Pitch Type Prediction in Major League Baseball

Abstract

This thesis was first conceived as an extension of previous research done in the realm of the "pitch prediction" problem, defined here as the process by which individuals competing in Major League Baseball contests decide which of their pitches they will throw in a given situation. Prior work suggests that binary classification (i.e. predicting whether an upcoming pitch will be a fastball or non-fastball) is possible, and thus, we hope to improve upon these accuracies and extend the research to multi-class classification systems as well. Since every pitcher is unique, rather than weighting all observations equally when attempting to make predictions for a specific individual, we instead introduce the idea of "similarity analysis" via kernel-weighting mechanisms, in which pitchers deemed comparable via some metric are leveraged more heavily during the training of our localized models. To identify similar pitchers, we represent individuals as three-dimensional clouds of points based on the physical attributes of their pitches, then apply the Earth Mover's Distance algorithm to obtain a measure of distance before using unsupervised learning to cluster pitchers.

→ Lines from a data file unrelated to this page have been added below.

PR #3473, opened 2026-05-19
Add help parameter to arguments

yurishevtsov:
Adds a `help` parameter to `click.argument()` and an Arguments section on `--help` when argument help is set. Commands without argument help are unchanged.

Implementation follows options: `Argument.get_help_record()` returns the metavar and help text for the help formatter (the base `Parameter` class returns `None`, so arguments never appeared in help tables before).

`Argument.to_info_dict()` now includes `help`, matching `Option`, so parameter metadata stays consistent for doc tools; this is not required for CLI help output.

Deprecated arguments without explicit `help` show a deprecation-only row in Arguments, matching deprecated options.

fixes #2983

PR #3860, opened 2026-09-09
Always list all positional arguments

kdeldycke:
This is inconsistent with the way options are displayed, as every options are displayed including those without help.

The reason to display all arguments in the `Positional arguments` section is to not introduce subtle confusion, as an argument without help would only be noticeable in the usage line.

Cloup already renders the section this way (see https://github.com/janluke/cloup/issues/210) and is the source discussion with @janluke for that bug fix.

In this implementation, I refrained to always display the `Positional arguments` section. So I made the decision to not print the `Positional arguments` section in full if and only if at least one of its argument has an `help`. This decision is open to discussion.

This is a follow up on https://github.com/pallets/click/pull/3473

### DIFF
--- a/CHANGES.md
+++ b/CHANGES.md
@@ -9,6 +9,9 @@ Unreleased
 - Add {meth}`Option.get_help_spec`, which returns the option's left help
   column even when the option is hidden. {meth}`Option.get_help_record` still
   returns `None` for hidden options, so help screens are unchanged. {pr}`3821`
+- The `Positional arguments` help section lists every argument of the command,
+  not only the documented ones. An argument with no `help` gets an empty
+  description, the same way an option with no `help` does. {pr}`3860`
 - Document which types are inferred from `default`, and what an unrecognized
   `type` callable does to a command-line value. {issue}`3036` {pr}`3808`
 - `path_type` narrows the converted value's type for `convert` and `prompt`.
--- a/CHANGES.md
+++ b/CHANGES.md
@@ -12,6 +12,8 @@ Unreleased
 - The `Positional arguments` help section lists every argument of the command,
   not only the documented ones. An argument with no `help` gets an empty
   description, the same way an option with no `help` does. {pr}`3860`
+- {meth}`Argument.get_help_record` always returns a tuple. It used to return
+  `None` for an argument with no `help`. {pr}`3860`
 - Document which types are inferred from `default`, and what an unrecognized
   `type` callable does to a command-line value. {issue}`3036` {pr}`3808`
 - `path_type` narrows the converted value's type for `convert` and `prompt`.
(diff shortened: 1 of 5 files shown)


janluke (commented):
Of course, I approve the change in behavior, since that's what I decided for Cloup as well.

The code looks correct, but I think we should consider changing `get_help_record` to always return a tuple (never `None`; unless this turns useful elsewhere):
```python
    def get_help_record(self, ctx: Context) -> tuple[str, str]:
        return self.make_metavar(ctx), self.help or ""
```
Returning `None` when `help is None` is only hurting us now.

Also, this might read a bit more Pythonic:
```python
    def format_arguments(self, ctx: Context, formatter: HelpFormatter) -> 
        args = [
            param
            for param in self.get_params(ctx)
            if isinstance(param, Argument)
        ]
        if any(arg.help for arg in args):
            # assuming arg.get_help_record() always returns a help re
            help_records = [arg.get_help_record(ctx) for arg in args]
            ...
```

kdeldycke:
> Of course, I approve the change in behavior, since that's what I decided for Cloup as well.
> 
> The code looks correct, but I think we should consider changing `get_help_record` to always return a tuple (never `None`; unless this turns useful elsewhere):
> 
> ```python
>     def get_help_record(self, ctx: Context) -> tuple[str, str]:
>         return self.make_metavar(ctx), self.help or ""
> ```
> 
> Returning `None` when `help is None` is only hurting us now.

The reason for keeping `get_help_record` returning `tuple[str, str] | None` is to keep the `Parameter`, `Option` and `Argument` classes aligned.

I propose to evaluate this change in another PR as this opened a related issue I just stumbled upon. I will open a new one today and ping you there for feedback. Let's keep this PR focused on `Positional arguments` behavior for now.

> Also, this might read a bit more Pythonic:
> 
> ```python
>     def format_arguments(self, ctx: Context, formatter: HelpFormatter) -> 
>         args = [
>             param
>             for param in self.get_params(ctx)
>             if isinstance(param, Argument)
>         ]
>         if any(arg.help for arg in args):
>             # assuming arg.get_help_record() always returns a help re
>             help_records = [arg.get_help_record(ctx) for arg in args]
>             ...
> ```

Good point. Just applied your changes.

kdeldycke:
> > Returning `None` when `help is None` is only hurting us now.
> 
> The reason for keeping `get_help_record` returning `tuple[str, str] | None` is to keep the `Parameter`, `Option` and `Argument` classes aligned.
> 
> I propose to evaluate this change in another PR as this opened a related issue I just stumbled upon. I will open a new one today and ping you there for feedback. Let's keep this PR focused on `Positional arguments` behavior for now.

OK I get it now. You are right, this change should be bundled in this PR, as it highlight the policy of refusing to allow an argument to be `hidden`. Just made the changes.

This PR is ready to be reviewed.

janluke (approved):

Rowlando13 (approved):

PR #3863, opened 2026-09-10
[rejected AI] Fix shell completion for equals-separated option values

LouisDeconinck:
Fixes #2847

## Summary
- preserve the option prefix when completing values entered as `--option=value`
- add regression coverage for Bash and Zsh completion output
- document the fix in the unreleased changes

## Tests
- `uv run pytest -q`
- `uv run ruff check src/click/shell_completion.py tests/test_shell_completion.py


davidism:

PR #3701, opened 2026-07-17
Bad attempt: Deprecate `isolated_filesystem` and document its limits

kdeldycke:
This is an attempt to deprecate `isolated_filesystem` from the `CliRunner`. It has been discussed in #3501.

In addition to the deprecation, I added some explicit documentation about thread-safety as discussed in #3501. I used our own usage of `pytest-xdist` as a good example to follow.

All occurrences of `isolated_filesystem` in our own test suite have been removed and we are now relying on Pytest's `tmp_path`.

I also inaugurated the `docs/upgrade-guides.md` section introduced a while ago by @Rowlando13 .

This PR closes #3700.

PR #3866, opened 2026-09-11
Deprecate parameter names that are: not a Python identifier, or a Python Keyword, or not lower-cased

kdeldycke:
This PR prepares the ground for #3827, which is going to refuse parameter names that are not valid Python identifiers.

This add `DeprecationWarning` that detect when `Parameter`, `Argument` or `Option` gets a `name` that will be not allowed in the future 9.0.0 release:
- a parameter that is not a Python identifier (check against `str.identifier`)
- a parameter that is a Python keyword (check against `keyword.iskeyword`)
- an option name that is nor lower-cased

This PR also copy the majority of tests that were originally proposed in #3827, so the behavior of the `name` is locked down and frozen. This will prevent tweaking or introducing regressions during the full 8.x cycle.

This PR also inaugurate the 8.6.0 release on `main`.

### Historical details

Of course, I fucked-up the same way I fucked-up 2 months ago with https://github.com/pallets/click/pull/3701 , when juggling between `main` and `stable` branches made me push to `stable`. 😫

So:
- I pushed by mistake https://github.com/pallets/click/commit/e2bddbc801dabc4efc3c3c1e32b53b3f938d3efc
- I reverted my mistake on `stable` with https://github.com/pallets/click/commit/d036881798e34289a49b18a5c550c7cf687e5a7a
- And this PR is what it should have been all along

Anyway, this was resolved by resyncing both branches with https://github.com/pallets/click/pull/3876 .


davidism:
What do you think, should we also check `keyword.iskeyword`? Might be good to warn about it and see if anything comes up.

kdeldycke:
> What do you think, should we also check `keyword.iskeyword`? Might be good to warn about it and see if anything comes up.

Ah. That might be a good idea: test drive that check during a long 8.x cycle and see if it show up... If I implement this, what kind of severity should it triggers? A `DeprecationWarning` like non-Python-IDs ?

davidism:
Deprecation seems fine. Like I said in the other thread, it could be more disruptive, but it also seems to match the intention of the `str.isidentifier` check.

kdeldycke:
Just implemented the double `isidentifier()` / `iskeyword()` deprecation check in a common `_check_name_is_usable()` internal function. The later is maybe a bit too verbose as I distinguished the 2 cases and reused the deprecation explanation from `docs/upgrade-guides.md`. Can make it way smaller if you want to.

This is ready to be reviewed for eventual merge.

Rowlando13:
@kdeldycke this should merge into main. I don't we should issue new deprecations on bug fix versions.

kdeldycke:
> @kdeldycke this should merge into main. I don't we should issue new deprecations on bug fix versions.

OK make sense. So I retargeted the `main` branch, added a new commit in this PR to inaugurate the 8.6.0 release and updated the doc to target that release. And this time I hope I did not made any mistake juggling with the two branches... 🫣

Rowlando13 (approved):

PR #3870, opened 2026-09-15
[rejected AI] Test envvar list picks the first non-empty value; make chain xfail strict

ArnauFerma:
Two small test-only changes, no behaviour change.

- `envvar=[...]` is documented (`core.py`, "only the first non-empty value is returned") but no test passes a list or tuple to `envvar`. Changing `if rv:` to `if rv is not None:` in `resolve_envvar_value` survives the whole suite. The new `test_envvar_list_uses_first_non_empty` fails under that change with `assert 'name: \n' == 'name: second\n'` and passes on `main`.
- `test_group_chaining` is `@pytest.mark.xfail` without `strict`, and `xfail_strict` isn't set in `pyproject.toml`, so when the behaviour is fixed it will report XPASS and nothing will flag the marker for removal. `strict=True` makes that a failure. It still xfails today.

Found while running a mutation-based check over the suite; the rest of what was tried (boolean/choice/range parsing, path existence, exit codes, stderr routing, help output, `confirm`) was caught, most of it by many tests. Write-up: https://github.com/ArnauFerma/falsifiable-tests/blob/main/case-studies/click.md

- [x] Tests pass (`2060 passed, 24 skipped, 1 xfailed`)
- [ ] No changelog entry needed — test-only


davidism:

PR #767, opened 2015-06-07
Use project ignored files for helm-projectile-ack

### LINKED ISSUE #766: grep/ack/ag don't ignore folders/files specified in .projectile
folders that I add the the `.projectile` to be ignored are still searched with ack/grep/...

My .projectile for [mixxx](https://github.com/mixxxdj/mixxx) is
```
-/plugins
-/lin64_build
-/vamp-plugins
```

when I now search for eg `#define` it will also show me files from the ignored folders. Only the lin64_build folder is in the list of ignored folders for ack.

My original expectation was that the search functions would also ignore folders/files defined in `.projectile`

This is related to #727

kain88-de:
So far only the globally ignored files/directories have been used
while the grep command uses also the ignored files/directories
defined in `.projectile`

This should fix #766. Seem like I was wrong and only the helm-ack command is affected.

### DIFF
--- a/helm-projectile.el
+++ b/helm-projectile.el
@@ -718,10 +718,10 @@ If it is nil, or ack/ack-grep not found then use default grep command."
                           'identity
                           (-union (-map (lambda (path)
                                           (concat "--ignore-dir=" (file-name-nondirectory (directory-file-name path))))
-                                        projectile-globally-ignored-directories)
+                                        projectile-ignored-directories)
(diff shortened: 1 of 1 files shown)


bbatsov:
Looks good. :+1:

cwhatley:
This change made helm-projectile-ack fail on my setup. Why are those variable references and not function calls?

Despite our best attempts at classification (both binary and multi-class), we find that our models struggle to surpass the naive baselines set forth in prior research, suggesting that predicting pitch selection may be more difficult than previously reported. The thesis concludes by hypothesizing why our work may have yielded results differing from those of earlier authors while simultaneously examining the possibility of a link between pitcher predictability and performance.